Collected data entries
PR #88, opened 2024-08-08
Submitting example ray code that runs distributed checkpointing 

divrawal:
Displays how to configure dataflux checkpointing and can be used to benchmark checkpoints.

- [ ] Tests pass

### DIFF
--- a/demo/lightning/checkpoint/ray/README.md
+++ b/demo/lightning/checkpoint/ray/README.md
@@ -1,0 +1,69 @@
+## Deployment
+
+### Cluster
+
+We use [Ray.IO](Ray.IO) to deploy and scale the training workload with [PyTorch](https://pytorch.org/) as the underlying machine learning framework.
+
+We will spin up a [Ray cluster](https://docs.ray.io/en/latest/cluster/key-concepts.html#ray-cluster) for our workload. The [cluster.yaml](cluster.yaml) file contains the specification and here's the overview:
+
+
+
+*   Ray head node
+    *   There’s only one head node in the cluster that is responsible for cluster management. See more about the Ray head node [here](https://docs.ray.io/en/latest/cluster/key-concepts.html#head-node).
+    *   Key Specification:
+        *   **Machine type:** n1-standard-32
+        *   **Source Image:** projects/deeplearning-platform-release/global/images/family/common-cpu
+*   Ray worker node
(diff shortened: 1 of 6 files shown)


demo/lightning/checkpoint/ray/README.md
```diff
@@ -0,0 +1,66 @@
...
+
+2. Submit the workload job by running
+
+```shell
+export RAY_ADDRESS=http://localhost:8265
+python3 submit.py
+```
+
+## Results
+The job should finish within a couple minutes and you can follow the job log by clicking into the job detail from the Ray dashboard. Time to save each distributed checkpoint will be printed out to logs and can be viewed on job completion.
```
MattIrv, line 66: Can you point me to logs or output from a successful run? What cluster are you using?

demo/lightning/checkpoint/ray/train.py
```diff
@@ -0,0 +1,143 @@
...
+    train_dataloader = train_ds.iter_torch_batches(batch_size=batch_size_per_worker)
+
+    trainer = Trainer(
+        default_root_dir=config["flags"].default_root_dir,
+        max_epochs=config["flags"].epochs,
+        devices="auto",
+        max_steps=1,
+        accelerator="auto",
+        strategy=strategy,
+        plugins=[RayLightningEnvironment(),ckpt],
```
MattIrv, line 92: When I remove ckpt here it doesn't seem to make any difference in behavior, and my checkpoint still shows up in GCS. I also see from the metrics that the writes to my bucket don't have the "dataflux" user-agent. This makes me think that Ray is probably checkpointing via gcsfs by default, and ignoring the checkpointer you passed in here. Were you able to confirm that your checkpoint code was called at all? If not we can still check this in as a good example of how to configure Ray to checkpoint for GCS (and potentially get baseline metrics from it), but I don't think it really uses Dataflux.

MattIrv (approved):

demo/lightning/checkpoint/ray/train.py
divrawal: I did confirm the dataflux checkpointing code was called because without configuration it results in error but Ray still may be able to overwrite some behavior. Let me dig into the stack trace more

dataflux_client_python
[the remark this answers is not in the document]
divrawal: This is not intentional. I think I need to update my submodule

...

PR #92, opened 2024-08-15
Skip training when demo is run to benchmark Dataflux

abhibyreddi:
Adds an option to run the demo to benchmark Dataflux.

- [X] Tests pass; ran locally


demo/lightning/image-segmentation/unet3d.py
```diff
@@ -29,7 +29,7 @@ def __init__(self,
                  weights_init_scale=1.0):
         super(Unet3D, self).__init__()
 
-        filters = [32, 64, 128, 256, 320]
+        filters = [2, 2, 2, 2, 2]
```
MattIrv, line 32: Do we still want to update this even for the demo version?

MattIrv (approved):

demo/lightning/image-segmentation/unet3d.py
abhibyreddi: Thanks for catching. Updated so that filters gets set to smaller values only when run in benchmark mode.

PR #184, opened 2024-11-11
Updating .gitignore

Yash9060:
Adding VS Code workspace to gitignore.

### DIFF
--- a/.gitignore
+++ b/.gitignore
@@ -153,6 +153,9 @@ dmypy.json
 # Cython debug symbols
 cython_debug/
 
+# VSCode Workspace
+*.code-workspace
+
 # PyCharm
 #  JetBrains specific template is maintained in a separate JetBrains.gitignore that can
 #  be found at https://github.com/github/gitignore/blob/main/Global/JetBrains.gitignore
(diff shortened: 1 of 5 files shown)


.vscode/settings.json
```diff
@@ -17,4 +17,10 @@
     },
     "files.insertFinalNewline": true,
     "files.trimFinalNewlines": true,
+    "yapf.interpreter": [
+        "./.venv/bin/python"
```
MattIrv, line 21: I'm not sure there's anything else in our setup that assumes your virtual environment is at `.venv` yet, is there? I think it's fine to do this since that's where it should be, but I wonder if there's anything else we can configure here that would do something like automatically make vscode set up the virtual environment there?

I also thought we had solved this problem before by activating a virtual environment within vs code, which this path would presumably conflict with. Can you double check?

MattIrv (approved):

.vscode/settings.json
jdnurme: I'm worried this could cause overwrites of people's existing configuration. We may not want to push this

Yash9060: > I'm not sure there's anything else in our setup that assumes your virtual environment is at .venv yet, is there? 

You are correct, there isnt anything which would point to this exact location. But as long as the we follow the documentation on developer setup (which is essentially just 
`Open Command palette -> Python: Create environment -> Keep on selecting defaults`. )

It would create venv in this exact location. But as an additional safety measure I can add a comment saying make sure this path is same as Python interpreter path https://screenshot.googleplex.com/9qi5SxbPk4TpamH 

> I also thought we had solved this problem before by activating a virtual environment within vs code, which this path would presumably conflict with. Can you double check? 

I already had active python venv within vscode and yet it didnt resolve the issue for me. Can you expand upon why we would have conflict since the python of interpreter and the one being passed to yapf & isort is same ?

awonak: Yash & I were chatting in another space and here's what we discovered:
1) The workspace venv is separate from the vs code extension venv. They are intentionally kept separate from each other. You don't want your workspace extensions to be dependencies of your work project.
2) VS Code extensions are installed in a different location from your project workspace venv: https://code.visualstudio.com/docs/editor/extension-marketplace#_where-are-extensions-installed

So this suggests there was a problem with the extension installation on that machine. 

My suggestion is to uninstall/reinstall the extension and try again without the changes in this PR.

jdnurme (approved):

TASK INSTRUCTIONS
Search the entries above for "README". Return every line that has it.

EXERCISE SOLUTION
--- a/demo/lightning/checkpoint/ray/README.md
+++ b/demo/lightning/checkpoint/ray/README.md
demo/lightning/checkpoint/ray/README.md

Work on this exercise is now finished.